▸ Task to carry out:
Please repeat the records, word for word and without gaps.

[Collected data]
PR #25, opened 2021-08-25
Support GeoJSON serialization of Geometry objects

sgrimm:
Add support for serializing and deserializing PostGIS geometry classes in GeoJSON
format.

▸ Response to the exercise:
PR #25, opened 2021-08-25
Support GeoJSON serialization of Geometry objects

sgrimm:
Add support for serializing and deserializing PostGIS geometry classes in GeoJSON
format.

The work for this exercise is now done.